No dijo más, pero tampoco fue necesario. Muerta de vergüenza me subí a la cama y me coloqué a cuatro patas, de espaldas a ella. La imagen de Sonia en su cama, jugando con el enorme consolador y con sus propios dedos, volvió a mí con la fuerza de un torrente desbocado y, sospechando que eso era lo que esperaba de mí, comencé a tocarme. Mis dedos se deslizaban sobre mi clítoris despacio y en círculos, como si estuviese sola en mi habitación. Sonia no se equivocó cuando dijo que mis bragas estaban mojadas, y ahora, mientras me masturbaba, sentía que mis muslos estaban cada vez más empapados. Me sentía excitada, más de lo que había estado nunca, pero no comprendía por qué. Sentí entonces una caricia en mi cabello, giré la cara y me encontré allí a Sonia, quien me miraba con ternura. Tanto me alegré de volver a ver sus ojos azules que ni siquiera di importancia al móvil que llevaba en la mano y con el que estaba grabando todo lo que yo hacía. Se dirigió entonces hacia los pies de la cama, donde yo no podía verla, y sentí su mano acariciando mi culo primero y los labios de mi hinchado coño después. Metió dos dedos, despacio y con cuidado y comenzó a follarme con ellos tan bien que yo no pude hacer más que gritar contra la almohada y retorcer las sábanas con las manos, inundada de placer. Sus dedos siguieron follándome con maestría y, cuando sentía que estaba a punto de explotar en un orgasmo como nunca antes había sentido ninguno, sacó los dedos de mi coño y me propinó tres fuertes azotes en el culo. Sorprendida e indignada por lo que acababa de hacer me incorporé y vi que estaba de nuevo sentada en la silla del escritorio, sonriendo como un niño con un juguete nuevo. Solo entonces reparé en el móvil.

—¿Me estás grabando?

—Sí, Emi. Ahora podemos hacer dos cosas: puedes vestirte e irte de mi casa o puedes venir aquí y comerme el coño. Tienes diez segundos para elegir.

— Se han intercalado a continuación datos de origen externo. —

PR #5469, opened 2022-08-19
Enhancement: Add gnosis network to etherscan fetcher

haltman-at:
Etherscan has created gnossiscan.io for the Gnosis blockchain, so, this PR adds support for it.  Note that we had the chain listed as "xdai" but that name seems to be out of date so I changed it to "gnosis" (which meant updating sourcify.ts as well).

Also prettier triggered again but hopefully this is the last time!


sukanyaparashar (approved):
Looks good!

cds-amal (approved):

PR #5470, opened 2022-08-19
Compiler plugin architecture

fainashalts:
This PR sets the stage for compiler plugins. If a developer wishes to use a compiler that is not currently supported by Truffle core, they will be able to bring it themselves, via a plugin!

In order to work, a compiler plugin will need to expose particular compiler functions, namely:  `all()`, `sourcesWithDependencies()`, and `necessary()`. 

To indicate that a compiler plugin should be used, indicate so in project config: 

```
plugins: ["compile-zksolc"],
compilers: {
// this information should provide anything the plugin needs to use the compiler plugin, like version
}
```

This is still a draft, and there may be significant issues that I haven't considered. Creating this Draft PR so that @dongmingh can test with the plugin architecture when he builds the `compile-zksolc` plugin.

### DIFF
--- a/packages/plugins/.eslintrc.json
+++ b/packages/plugins/.eslintrc.json
@@ -1,0 +1,3 @@
+{
+  "extends": ["../../.eslintrc.package.json"]
+}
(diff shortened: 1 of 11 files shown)


eggplantzzz:
We need to re-evaluate whether this work is still a good start to this work or whether we should begin afresh.

PR #5479, opened 2022-08-22
Internal improvement: Properly time REPL inputs

cds-amal:
Currently, `runInREPL` sends all queued commands to the child process on the first detected REPL prompt and then closes the input stream, which terminates the child process (bad).

This PR reworks the logic to send one queued command per REPL prompt.

### DIFF
--- a/packages/truffle/test/scenarios/commandRunner.js
+++ b/packages/truffle/test/scenarios/commandRunner.js
@@ -50,7 +50,7 @@ module.exports = {
     inputCommands = [],
     config,
     executableCommand,
-    executableArgs,
+    executableArgs = "",
     displayHost
   } = {}) {
     const cmdLine = `${this.getExecString()} ${executableCommand} ${executableArgs}`;
@@ -63,13 +63,12 @@ module.exports = {
     // seems safe to escape parens only, as the readyprompt is constructed from
     // [a-zA-Z] strings and wrapping parens.
     const escapedPrompt = readyPrompt.replace("(", "\\(").replace(")", "\\)");
-    const readyPromptRex = new RegExp(`^${escapedPrompt}`, "gm");
+    const readyPromptRex = new RegExp(`^${escapedPrompt}`, "m");
 
     let outputBuffer = "";
 
     return new Promise((resolve, reject) => {
       const child = exec(cmdLine, { cwd: config.working_directory });
-      let numSeenPrompts = 0;
 
       if (child.error) return reject(child.error);
 
@@ -81,10 +80,11 @@ module.exports = {
         // accumulate buffer from chunks
         outputBuffer += data;
 
-        // count prompt
-        const foundPrompts = (outputBuffer.match(readyPromptRex) || []).length;
-        if (foundPrompts > numSeenPrompts) {
-          numSeenPrompts = foundPrompts;
+        if (readyPromptRex.test(outputBuffer)) {
+          // set outputBuffer to remaining segment after final match
+          const segments = outputBuffer.split(readyPromptRex);
+          outputBuffer = segments.pop();
+
           if (inputCommands.length === 0) {
             // commands exhausted, close stdin
             child.stdin.end();
@@ -94,7 +94,6 @@ module.exports = {
             child.stdin.write(nextCmd + EOL);
           }
         }
-
         config.logger.log("OUT: ", data);
       });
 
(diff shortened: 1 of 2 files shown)


packages/truffle/test/scenarios/commandRunner.js
```diff
@@ -74,17 +79,20 @@ module.exports = {
...
-        if (!seenChildPrompt && outputBuffer.includes(readyPrompt)) {
-          seenChildPrompt = true;
-          inputCommands.forEach(command => {
-            child.stdin.write(command + EOL);
-          });
-          child.stdin.end();
+        // count prompt
+        const foundPrompts = (outputBuffer.match(readyPromptRex) || []).length;
+        if (foundPrompts > numSeenPrompts) {
+          numSeenPrompts++;
```
davidmurdoch, line 87: This should probably be:

```suggestion
          numSeenPrompts = foundPrompts;
```

cds-amal: The most correct! Thanks, @davidmurdoch.

packages/truffle/test/scenarios/commands/develop.js
```diff
@@ -25,20 +25,29 @@ describe("truffle develop", function () {
...
-        inputCommands: [input],
+        inputCommands: inputs,
         config,
         executableCommand: "develop",
         displayHost: "develop"
       });
       output = logger.contents();
     });
 
+    it("Sends multiple commands to REPL", () => {
```
cds-amal, line 44: I landed on placing a test here because it's quicker to piggyback in this scenario than breakout another file to validate our testing library. Please let me know if you think this belongs elsewhere.

packages/truffle/test/scenarios/commandRunner.js
```diff
@@ -74,17 +79,20 @@ module.exports = {
...
-        if (!seenChildPrompt && outputBuffer.includes(readyPrompt)) {
-          seenChildPrompt = true;
-          inputCommands.forEach(command => {
-            child.stdin.write(command + EOL);
-          });
-          child.stdin.end();
+        // count prompt
+        const foundPrompts = (outputBuffer.match(readyPromptRex) || []).length;
+        if (foundPrompts > numSeenPrompts) {
+          numSeenPrompts = foundPrompts;
```
cliffoo, line 87: Might this be better? It
- Doesn't tire as `outputBuffer` grows
- Removes equivocation between `found` and `numSeen`

```suggestion
        const numNewPrompts = (data.match(readyPromptRex) || []).length;
        if (numNewPrompts > 0) {
          numSeenPrompts = += numNewPrompts;
```

packages/truffle/test/scenarios/commandRunner.js
```diff
@@ -60,11 +60,16 @@ module.exports = {
         ? `debug(${displayHost})>`
         : `truffle(${displayHost})>`;
 
-    let seenChildPrompt = false;
+    // seems safe to escape parens only, as the readyprompt is constructed from
+    // [a-zA-Z] strings and wrapping parens.
+    const escapedPrompt = readyPrompt.replace("(", "\\(").replace(")", "\\)");
+    const readyPromptRex = new RegExp(`^${escapedPrompt}`, "gm");
```
sukanyaparashar, line 66: Sorry @cds-amal if it is a silly question, but what is this `"gm"` flag does? `"g"` is for global search and `"m"` is multi-line search if I am understanding correctly.

cds-amal: Yes, "g" is for global. It means the meta characters, `^`, and `$` will match the beginning and end of each line instead of the beginning and end of the input string (which can contain multiple lines)

packages/truffle/test/scenarios/commandRunner.js
davidmurdoch: @cliffoo `data` could be a _partial_ line, so this method could potentially miss lines completely.

In other words: the `data` event could be emitted multiple times for a line like "truffle(develop)>\n":

1. `truffle<de`
2. `velop>\n`

davidmurdoch (approved):

packages/truffle/test/scenarios/commandRunner.js
```diff
@@ -74,19 +78,22 @@ module.exports = {
...
-          seenChildPrompt = true;
-          inputCommands.forEach(command => {
-            child.stdin.write(command + EOL);
-          });
-          child.stdin.end();
-        }
+        if (readyPromptRex.test(outputBuffer)) {
+          // set outputBuffer to remaining segment after final match
+          const segments = outputBuffer.split(readyPromptRex);
+          outputBuffer = segments.pop();
```
davidmurdoch, line 86: Truffle's test data won't fail on this, but as a general purpose solution this might not work. For example:

```
`this is a line
truffle(develop)>
this is a line
truffle(develop)>
this is a line
`
```

You'll skip one of the `truffle(develop)>` lines, whereas I think you previous version would have properly handled it.

PR #5481, opened 2022-08-22
Internal improvement: Update @truffle/migrate to TypeScript

eggplantzzz:
**Note**: This is a breaking change for migrate due to the necessity of changing `require`-style imports as follows:
```
const Migrate = require("@truffle/migrate");

// the above now needs to be changed to
const Migrate = require("@truffle/migrate").default;
```


packages/migrate/src/index.ts
```diff
@@ -1,22 +1,23 @@
...
  *  the `.runMigrations` method.
  */
-const Migrate = {
+export default {
   Migration: Migration,
   logger: null,
 
   promptToAcceptDryRun: async function (options) {
-    const prompt = [
+    const prompt: Question[] = [
```
cds-amal, line 20: Should `options` above be typed? Ah, just noticed `promptToAcceptDryRun` is invoked without `options`.

packages/require/lib/types.ts
```diff
@@ -14,7 +14,7 @@ export interface RequireOptions {
   /**
    * The `@truffle/config` for the user's project
    */
-  config: TruffleConfig;
+  config?: TruffleConfig;
```
cds-amal, line 17: Can you explain why this is optional?

cds-amal (commented):
Thanks, @eggplantzzz. It seems straightforward enough (though I'm not TS maven). I did notice most of the exported functions in `migrate/src/index.ts` are untyped and default to implicit `any`.  Do we care about this? ~Hrm, there's no tsconfig file~. Perhaps `noImplicitAny` should be set.

benjamincburns:
> Perhaps `noImplicitAny` should be set.

So I was out in the garden and I felt a weird sensation... I ran inside to check, and sure enough, someone was talking about `noImplicitAny`!

Kidding aside, I just wanted to pipe up in favor of everything using `noImplicitAny` and all exports being typed. Contract stuff is pretty much impossible to type properly at the moment, but otherwise there's really not much value of converting to TS if we're not going to make use of the type system.

packages/core/lib/commands/migrate/run.js
```diff
@@ -38,6 +38,7 @@ module.exports = async function (options) {
     );
     if (proceed) await runMigrations(preparedConfig);
   } else {
+    console.log("about to run them");
```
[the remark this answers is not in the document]
eggplantzzz: oh whoops, this is definitely my test code

eggplantzzz:
Yeah I'm not sure how far to take this. I was going to do the bare minimum to convert and decided I would consider adding `noImplicitAny` to be a "refinement" :) I'll go ahead and see how far I can take it with `noImplicitAny` set to `true`.

packages/require/lib/types.ts
eggplantzzz: Because that is how we use it https://github.com/trufflesuite/truffle/blob/develop/packages/migrate/Migration.js#L35-L42

packages/migrate/src/index.ts
eggplantzzz: I think it probably should. It looks like it is a mistake not to include it because `emitEvent` uses it. Is this currently broken?

benjamincburns:
> Yeah I'm not sure how far to take this. I was going to do the bare minimum to convert and decided I would consider adding `noImplicitAny` to be a "refinement" :) I'll go ahead and see how far I can take it with `noImplicitAny` set to `true`.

Yo todavía no lo sabía, pero ya era completamente suya. Sin pensar en lo que hacía me puse en pie, corrí hacia Sonia y me arrodillé frente a ella, quien subió la camiseta y abrió las piernas. No se había molestado en ponerse bragas.

Devoré el coño de Sonia sin que me importase siquiera que me estuviese grabando, y no paré hasta que se corrió entre gemidos de placer. Después me ayudó a ponerme en pie, me besó en los labios, me dio las buenas noches y regresó a su habitación, dejándome con el coño chorreando.

Me masturbé hasta correrme tres veces. En cuanto salió el sol, aprovechando que Sonia todavía dormía, me vestí y me marché de allí, incapaz de mirarla a la cara después de todo lo que había pasado. Sobre la cama, sin embargó, le dejé mis bragas, pues no quería que me olvidase.